_WHAT THIS TASK INVOLVES_.
Copy every line from the records that holds the word "opened".

Data extracted from a collection:
________________________

PR #1237, opened 2024-03-08
Use VMAX for resetting omega before and after rotation scans

### LINKED ISSUE #685: Get max velo for moving to start of rotation
We currently do `yield from bps.abs_set(axis.velocity, 120, wait=True)` to go to the start of the rotation scan, we should be able to just get the `.VMAX` of the motor and use that. This has the advantage of being slightly more readable and will update if the motor ever becomes faster/slower.

Note that `EpicsMotor` doesn't have `VMAX` at the moment so we will need to add it in

dperl-dls:
Fixes #685
Uses the `max_velocity` from the `ExtendedEpicsMotor` to reset velocity for rotation scans

Link to dodal PR (if required): [367](https://github.com/DiamondLightSource/dodal/pull/367)

### To test:
1. Run tests


src/hyperion/experiment_plans/rotation_scan_plan.py
```diff
@@ -268,11 +266,23 @@ def rotation_scan(composite: RotationScanComposite, parameters: Any) -> MsgGener
     def rotation_scan_plan_with_stage_and_cleanup(
         params: RotationInternalParameters,
     ):
+        motor_time_to_speed = yield from bps.rd(composite.smargon.omega.acceleration)
+        max_vel = (
+            yield from bps.rd(composite.smargon.omega.max_velocity)
+            or DEFAULT_MAX_VELOCITY
```
DominicOram, line 272: Should: Why do we have a default in here? In case the PV doesn't exist - we have bigger problems. For the unit tests - we should just be setting up the mock device properly

DominicOram (changes requested):
Looks good, one minor query

src/hyperion/experiment_plans/rotation_scan_plan.py
DominicOram: I think that's very unlikely but I'm not that bothered

DominicOram (approved):
Great, ta!

Issue #1227, opened 2024-03-06
Grids sometimes to the edge of image


dperl-dls:
e.g. https://ispyb.diamond.ac.uk/dc/visit/in29352-55/dcg/11425683

DominicOram:
We should look back and count how many times the grid was large recently (maybe just do a histogram of grid heights?). We should also then log the edges, either through logging the array or taking an image.

dperl-dls:
![Figure_1](https://github.com/DiamondLightSource/hyperion/assets/115003895/48bf0a00-891b-4a71-a45e-0a5c1da72f95)
Extracted y_steps from the last two days of logs

DominicOram:
Looks like there are -1's in the edge detection for both top/bottom https://graylog2.diamond.ac.uk/messages/logs_8684/a440f231-dd61-11ee-a034-1866dafadc6c. Maybe filter these out rather than the 0s?

PR #1238, opened 2024-03-08
#1227 add edge logging

dperl-dls:
Adds some logs to help us diagnose edge detection issues


DominicOram (approved):
Thanks, this does make the logs a bit dense. I wonder if we want to remove one of the sets of logs in the long run but this is good for now.

PR #1256, opened 2024-03-13
Speed up unit tests and fix some typing issues

### LINKED ISSUE #1220: Investigate slowness of unit tests
Following on from #1215 
There are still a number of unit tests that seem to be slowing down unit test execution. This seems to be related to exceptions that are raised during successful execution of a test, and these seem to cause a delay. The reason why these exceptions cause the delay is unknown. 

e.g. in `test_given_no_tip_found_ever_when_get_tip_into_view_then_smargon_moved_positive_and_exception_thrown()` a number of exceptions similar to the following are thrown and they each cause ~0.7s of delay:
```
[2024-03-05 13:50:21,235] ophyd status ERROR: An error was raised on a background thread while running the callback <bound method PinTipDetect.log_tips_and_statistics of FakePinTipDetect(prefix='BL03S-DI-OAV-01:MXSC:', name='oav_mxsc_pin_tip', parent='oav_mxsc', read_attrs=['tip_x', 'tip_y', 'triggered_tip', 'validity_timeout', 'settle_time_s'], configuration_attrs=[])>(StableSubscriptionStatus(device=oav_mxsc_pin_tip_tip_x, done=True, success=True)).
Traceback (most recent call last):
  File "/scratch/ws/hyperion/.venv/lib/python3.10/site-packages/ophyd/status.py", line 269, in _run_callbacks
    cb(self)
  File "/scratch/ws/dodal/src/dodal/devices/areadetector/plugins/MXSC.py", line 56, in log_tips_and_statistics
    median, standard_deviation = statistics_of_positions(self.tip_positions)
  File "/scratch/ws/dodal/src/dodal/devices/areadetector/plugins/MXSC.py", line 27, in statistics_of_positions
    x_coords, y_coords = np.array(positions).T
ValueError: not enough values to unpack (expected 2, got 0)
[2024-03-05 13:50:21,989] Hyperion pin_tip_centring_plan INFO: Pin tip found at (-1, -1)
```

It would be good if we could speed up the slow tests by eliminating the exceptions, ideally we would also want to:
* Making it easier to identify when this is happening to prevent further occurrences 
* Figure out why this slows down the tests and remove the slowdown.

________________________

_SOLUTION_.
PR #1237, opened 2024-03-08
Issue #1227, opened 2024-03-06
PR #1238, opened 2024-03-08
PR #1256, opened 2024-03-13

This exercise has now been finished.